Among the records below, find the lines that contain "theme" and copy each of them.

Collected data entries
========================
PR #728, opened 2024-10-03
Fixed German translation

Pta42:
Fixed only some translation issues in the German translation. There were some "-" missing and I changed the "Dein Name" to "Ihr Name", which is more formal.

### DIFF
--- a/i18n/de.toml
+++ b/i18n/de.toml
@@ -20,16 +20,16 @@ other = "Was ist in dieser {{ .Type }}"
 other = "Ähnliches"
 
 [yourName]
-other = "Dein Name"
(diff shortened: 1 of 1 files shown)


davidsneighbour:
I think it would be best to have both versions (formal/informal) of these kind of languages included. `de.toml` and `de-formal.toml` should work. I will find out if there is a precedent on how to implement this without putting too much configuration work on the end-user. 

That might be something that needs to be brought upstream to find a clean solution. For now I will not merge this PR as we don't have any statistics as to who is using formal or informal language more in our userbase. 

On an individual base one can always override i18n files in the local repository.

PR #755, opened 2024-10-21
Fix social share cache

melroy89:
Do NOT use the same cache name for social _share_ and social _follow_..

This will never work of course.


davidsneighbour (approved):

melroy89:
You're welcome 😜🤗

melroy89:
I actually think it's still broken. Since the cache can't be used across multiple articles. You might need to remove the cache fully!

melroy89:
> I actually think it's still broken. Since the cache can't be used across multiple articles. You might need to remove the cache fully!

Found the problem, see PR: https://github.com/theNewDynamic/gohugo-theme-ananke/pull/757

PR #652, opened 2023-09-17
Change to /intent/tweet (Twitter share link)

melroy89:
Change from /share to /intent/tweet.

More info: https://developer.twitter.com/en/docs/twitter-for-websites/tweet-button/overview

PR #756, opened 2024-10-22
Move to x.com

melroy89:
Follow-up after: https://github.com/theNewDynamic/gohugo-theme-ananke/pull/652

### DIFF
--- a/config/_default/params.toml
+++ b/config/_default/params.toml
@@ -197,11 +197,11 @@ params = "posttype=link"
 
 [[ananke.social.networks]]
 slug = "twitter"
-label = "Twitter"
+label = "X"
 color = "#1da1f2"
-profile = "https://twitter.com/%s"
+profile = "https://x.com/%s"
 icon = "twitter" # font awesome brand icon name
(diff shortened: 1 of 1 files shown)


config/_default/params.toml
```diff
@@ -197,11 +197,11 @@ params = "posttype=link"
 
 [[ananke.social.networks]]
 slug = "twitter"
-label = "Twitter"
+label = "X"
```
davidsneighbour, line 200: Leaving that at Twitter is an opiniated decision. There is a x-twitter config further down the networks list that is labelled X. The changes to the share link are probably required (down under x-twitter too).

davidsneighbour (changes requested):

config/_default/params.toml
melroy89: Owh I see. That is very confusing to also have an x-Twitter option. I would just call it x.

davidsneighbour: I wanted it to be longer, and x-twitter is the slug Fontawesome is using... But I am flexible. Put it in the PR... one character slugs might lead to issues.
========================
● Task solution
Found the problem, see PR: https://github.com/theNewDynamic/gohugo-theme-ananke/pull/757
Follow-up after: https://github.com/theNewDynamic/gohugo-theme-ananke/pull/652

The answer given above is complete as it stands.